Are you able to elaborate which extra runs condition that the system auto generate? Is there a specific formula that the system follows or its in random?

 

Rgrds

 

Irfan

Re: Definitive Screening design runs

The approach is simple. Your formula for the number of runs is correct. You increase the number of factors to get the number of runs, then throw away the 'fake factors.' Let's say that I have 8 continuous factors. The minimum DSD will be 17 runs. I want 4 extra runs for sufficient power. The algorithm creates the DSD for 10 factors, and then removes the last 2 columns in the design. The resulting design still possesses all the desirable  characteristics of a DSD.

 

I hope that I understood your question.

albiruni81
Level II

Re: Definitive Screening design runs

Hi Mark,

Ok understand, thanks for the explanation

Rgrds

irfan

Re: Definitive Screening design runs

Dear Mark, Thank you for your helpful comments. I had 2 to 3 factors (e.g., pH and Temperature) and wanted to have a minimum number of runs (max 10 runs) to identify meaningful factor (linear effect) and non-linear effects (e.g., interaction and quadratic effects). From your advice and what I understood, It would not be practical to choose DSD with JMP for this purpose. Can you please let me know what design you suggest me to use for this purpose? Also, when we run DSD, the software asks whether you want to do regular randomization or randomization within blocks. Which one would be more accurate?

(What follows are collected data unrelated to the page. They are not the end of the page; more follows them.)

PR #8004, opened 2017-04-28
Update RandomnessGenerator.php

### LINKED ISSUE #7983: Problem with a dot in verification email token
Email verification token could generated with a dots. I think that this is basically not good.
Case: If we have a token with a dot at the end, this causes a problem with recognition of the link in the verification email, because the raw link is used.

jspizziri:
| Q               | A
| --------------- | ---
| Bug fix?        | yes |
| New feature?    | no |
| BC breaks?      | no |
| Related tickets | fixes #7983|
| License         | MIT |


pjedrzejewski:
Thank you Jacob!

PR #8016, opened 2017-05-03
[Docs] Update the Slack invitation link

### LINKED ISSUE #7922: Sylius Slack invitation link no longer works
I know this is probably not the right place to report this, but I don't know where else I can report it.

---

On Symfony Slack, a user told us that `slackinvite.me/to/sylius-devs` is down. Indeed, `slackinvite.me` seems to be down, that's why we removed it for the Symfony Slack.

A simple alternative solution is to self-host an application like https://github.com/rauchg/slackin  but at the end we decided to use a "shared invite" which is a link with auto sign-up. The number of people it can use it is limited, but you can renew it. It should be available at `https://sylius-devs.slack.com/admin/shared_invites`

kochen:
| Q               | A
| --------------- | ---
| Bug fix?        | no |
| New feature?    | no |
| BC breaks?      | no |
| Doc fix?           | yes |
| Related tickets | resolved #7922 |
| License         | MIT |

### DIFF
--- a/docs/support/index.rst
+++ b/docs/support/index.rst
@@ -20,7 +20,7 @@ We have created following rooms so far:
 
 If you have any suggestions, please let us know on Slack!
 
-Slack requires inviting new members, but this can be done automatically, just go to `slackinvite.me/to/sylius-devs <https://slackinvite.me/to/sylius-devs>`_,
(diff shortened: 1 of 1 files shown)


Arminek:
👍

PR #8034, opened 2017-05-09
Move the before head hook lower due to conflict with W3 specs

stefandoorn:
| Q               | A
| --------------- | ---
| Bug fix?        | yes |
| New feature?    | no|
| BC breaks?      | no |
| Related tickets | mentioned in https://github.com/Sylius/Sylius/pull/7999#issuecomment-300183360 |
| License         | MIT |

As @psren pointed out in the comment linked above, it might be better to move the 'before_head' listener a bit lower based on this information: https://www.w3.org/International/questions/qa-html-encoding-declarations.

Also it seems that the X-UA-Compatible meta tag should be high too: https://msdn.microsoft.com/en-us/library/jj676915%28v=vs.85%29.aspx.

### DIFF
--- a/src/Sylius/Bundle/ShopBundle/Resources/views/layout.html.twig
+++ b/src/Sylius/Bundle/ShopBundle/Resources/views/layout.html.twig
@@ -2,8 +2,6 @@
 
 <html lang="{{ app.request.locale|slice(0, 2) }}">
 <head>
-    {{ sonata_block_render_event('sylius.shop.layout.before_head') }}
-
     <meta charset="utf-8">
     <meta http-equiv="X-UA-Compatible" content="IE=edge">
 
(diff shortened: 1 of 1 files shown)


lchrusciel:
Can you remove this tag and rename `after_head` to `head`?

stefandoorn:
Sure. I'm just in doubt whether we want to be able to put things before the CSS and after the CSS. But maybe I'm trying to configure too much, as maybe a single entry point in the head might be enough. WDYT? The CSS might prevent something to load early, but it should be minimal impact if servers are configured properly I guess.

lchrusciel:
We always have a possibility to provide custom metatag block before css. One injection point should be enough :)

stefandoorn:
Ok :) Then it's now good to go I think after the tests.

lchrusciel:
Nice. Thanks, Stefan :)

psren:
Holy... that was fast. Nice job 👍

PR #8038, opened 2017-05-10
[Doctrine] [RFC] Set fetch join collection to true for pagination

lchrusciel:
| Q               | A
| --------------- | ---
| Bug fix?        | yes |
| New feature?    | no |
| BC breaks?      | yes |
| Related tickets | [This thread with everything related](https://github.com/Sylius/Sylius/pull/6674#issuecomment-298580606) and mainly [this issue](https://github.com/Sylius/Sylius/issues/3836). |
| License         | MIT |

It is not a fix, but it will show what will break and maybe somebody will be able to fix properly.

### DIFF
--- a/src/Sylius/Bundle/GridBundle/Doctrine/ORM/DataSource.php
+++ b/src/Sylius/Bundle/GridBundle/Doctrine/ORM/DataSource.php
@@ -71,7 +71,7 @@ final class DataSource implements DataSourceInterface
     public function getData(Parameters $parameters)
     {
         // Use output walkers option in DoctrineORMAdapter should be false as it affects performance greatly. (see #3775)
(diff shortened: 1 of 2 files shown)


lchrusciel:
Broken builds were expected. The question is, how can we fix them. Also, it would be really nice to see a benchmark for this, but I don't have time for that atm. :(

dannyvw:
I have the same issues with the pagination. "fetchJoinCollection: true" fixes these issues. But if you add a sort by name (which is a translation) then you will get the following error message "Cannot select distinct identifiers from query with LIMIT and ORDER BY on a column from a fetch joined to-many association. Use output walkers." "useOutputWalkers: true" solves this issue. But not sure if this is the right way.

PR #8058, opened 2017-05-16
Remove count constraint on option values collection

alcaeus:
| Q               | A
| --------------- | ---
| Bug fix?        | no |
| New feature?    | no |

I appreciate your support.

 

Re: Definitive Screening design runs

I suggest DOE > Custom Design for this experiment.

 

Blocking is used when there is an identifiable source of variation that is not one of the factors of interest but will vary during the experimental runs. It might be equipment, such as using 3 different ovens, raw material, such as using more than one batch, or time, such as many days. Each of these examples is identifiable as a source of variation. Blocking causes the design to minimize the correlation between the variation caused by these sources and the variation caused by varying the factor levels.